Figure 5. Inhibition of GSK-3β enhances CRMP-2 levels in elongated primary cilia.

A) The effect of inhibition of GSK-3β on amount and localization of endogenous phosphorylated pCRMP-2 was analyzed by indirect immunofluorescence using anti-pCRMP-2(Thr514) antibodies (green signals) in untreated RPE cells and in RPE cells treated with the indicated GSK-3β inhibitors: lithium, CHIR99021 and the L803-mts peptide inhibitor. Primary cilia were visualized using anti-acetylated tubulin antibodies (red signals). Arrows point to pCRMP-2 at the basal body. No phosphorylated pCRMP-2 was seen in primary cilia using this method. The right column shows merged images. Bars indicate 10 μm. Magnification: 100X. B) To analyze the effect of inhibition of GSK-3β on total CRMP-2 protein, we attempted to analyze endogenous CRMP-2 in RPE cells before and after treatment with the GSK-3β inhibitor CHIR99021 (top panels). However, signal was too low to provide for reliable quantitative data and we therefore resorted next to using RPE cells transfected with CRMP-2-GFP. CRMP-2-GFP in transfected RPE cells was analyzed in untreated cells (“untreated”, middle panels) or after treatment with CHIR99021 (“CHIR99021”, bottom panels). Primary cilia were visualized using anti-acetylated tubulin antibodies (“acetylated tub”, red signals). Note the presence of CRMP-2-GFP in untreated cells predominantly at the basal body (middle panels, arrowhead). GSK-3β inhibition caused a readily detectable increase in CRMP-2-GFP in primary cilia (bottom panels, arrow). Bars indicate 10 μm.
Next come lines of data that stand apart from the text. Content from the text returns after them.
PR #3229, opened 2024-04-11
Add generic marshaller for Unit response

mgulbronson:
For an endpoint that returns nothing — for instance if it always returns a redirect response — it's currently impossible to return an empty `Response` object without a response media type.

In `ResponseBodyMarshallerFactory` it would look for a generic marshaller that matches the return type [here](https://github.com/cashapp/misk/blob/447c6c984bff3a87473cd2650996a20a9bb1de80/misk/src/main/kotlin/misk/web/interceptors/ResponseBodyMarshallerFactory.kt#L19). This means that a response of type `Unit` would throw.

The workaround for that is to either add a `@ResponseContentType` annotation to force it to use a non-generic marshaller — even if the endpoint never actually returns that content type — or to change the response type to something like an empty string so that it can be handled by the generic `FromString` marshaller. While both of these approaches work I think a Unit response better represents what this kind of empty response actually means.

### DIFF
--- a/misk/src/main/kotlin/misk/web/marshal/Generic.kt
+++ b/misk/src/main/kotlin/misk/web/marshal/Generic.kt
@@ -94,7 +94,7 @@ object GenericMarshallers {
 
   class ToUnit(private val contentType: MediaType?) : Marshaller<Unit> {
     override fun contentType(): MediaType? = contentType
-    override fun responseBody(o: Nothing) = object : ResponseBody {
+    override fun responseBody(o: Unit) = object : ResponseBody {
       override fun writeTo(sink: BufferedSink) {}
     }
   }
--- a/misk/src/main/kotlin/misk/web/marshal/Generic.kt
+++ b/misk/src/main/kotlin/misk/web/marshal/Generic.kt
@@ -58,7 +58,8 @@ object GenericMarshallers {
     String::class.java,
     ResponseBody::class.java,
     ByteString::class.java,
-    Nothing::class.java
+    Nothing::class.java,
+    Unit::class.java,
   )
 
   private class FromResponseBody(private val contentType: MediaType?) : Marshaller<ResponseBody> {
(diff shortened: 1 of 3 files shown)


misk/src/main/kotlin/misk/web/marshal/Generic.kt
```diff
@@ -91,13 +92,21 @@ object GenericMarshallers {
     }
   }
 
+  class ToUnit(private val contentType: MediaType?) : Marshaller<Unit> {
+    override fun contentType(): MediaType? = contentType
+    override fun responseBody(o: Nothing) = object : ResponseBody {
```
Nava2, line 97:
```suggestion
    override fun responseBody(o: Unit) = object : ResponseBody {
```

I'm fairly confident that there's no way to pass `Nothing` as a parameter.

misk/src/test/kotlin/misk/web/marshal/UnitResponseTest.kt
```diff
@@ -0,0 +1,46 @@
...
+    with(webTestClient.get("/response/as-unit-response-body")) {
+      assertThat(response.code).isEqualTo(200)
+      assertThat(response.headers.toMap()).doesNotContainKey("Content-Type")
+      assertThat(response.body!!.bytes()).isEmpty()
+    }
+  }
+
+  class ReturnAsUnitResponseBody @Inject constructor() : WebAction {
+    @Get("/response/as-unit-response-body")
+    fun call() = Response(Unit)
```
adrw, line 36: So is this code change mostly allowing to return `Unit` in the Response? Or is it to handle a missing request/response content type annotation? or Both?

swankjesse (approved):

Nava2 (approved):
LGTM with a couple more test coverage cases.

misk/src/test/kotlin/misk/web/marshal/UnitResponseTest.kt
mgulbronson: Added tests for those two cases. Not sure how useful they are considering the `Unit` response is IMO a strictly better version, but it certainly doesn't hurt to prove that my claims above are actually true :)

PR #3231, opened 2024-04-12
Switch Metadata to mapbinder and expose module to wrap install

adrw:


danieloh0714 (approved):

adrw:
I might be blocked on https://github.com/cashapp/misk/issues/2863, investigating further what the best path forward is on the import violation build failures.

PR #3232, opened 2024-04-15
Allow the caller to fail config load on unknown properties

sahilm:
This is useful when we want to run automated tests on our app configuration to find invalid configs for real environments in CI. The default behaviour of ignoring unknown properties with a warning is preserved.


frojasg (approved):
LGTM! Thanks for this change

PR #996, opened 2024-04-19
Add DeviceChangeEvent interface.

jan-ivar:
Fixes #972.

***
<a href="https://pr-preview.s3.amazonaws.com/jan-ivar/mediacapture-main/pull/996.html" title="Last updated on Apr 25, 2024, 2:34 PM UTC (7bec415)">Preview</a> | <a href="https://pr-preview.s3.amazonaws.com/w3c/mediacapture-main/996/6a4eccb...jan-ivar:7bec415.html" title="Last updated on Apr 25, 2024, 2:34 PM UTC (7bec415)">Diff</a>

PR #1000, opened 2024-04-27
Fix DeviceChangeEventInit WebIDL definition

chrisguttandin:
This PR is intended to fix a tiny typo introduced here: https://github.com/w3c/mediacapture-main/pull/996/files#diff-1217ca1c44ff30a33dd50c49d03b5cadc9633c789df8ff9370ed4a42859e1211R3468-R3470.

I guess it would also resolve #999.

### DIFF
--- a/getusermedia.html
+++ b/getusermedia.html
@@ -3471,7 +3471,7 @@ interface DeviceChangeEvent : Event {
       <div>
         <pre class="idl"
 >dictionary DeviceChangeEventInit : EventInit {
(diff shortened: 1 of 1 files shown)


alvestrand (approved):

alvestrand:
@jan-ivar I think this is a fix - the "members" section says that it is a sequence of deviceInfo.
@dontcallmedom I think this doesn't need to be submitted by a group member (however joining the group would still be OK!)

guidou (approved):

Figure 6. Model for regulation of CRMP-2 localization to primary cilia.

The model schematically presents that the majority of CRMP-2 in normal serum-starved cells is phosphorylated by GSK-3β and resides at the basal body. After GSK-3β inhibition or mutation of CRMP-2 GSK-3β phosphorylation sites, CRMP-2′s presence in the primary cilium is enhanced.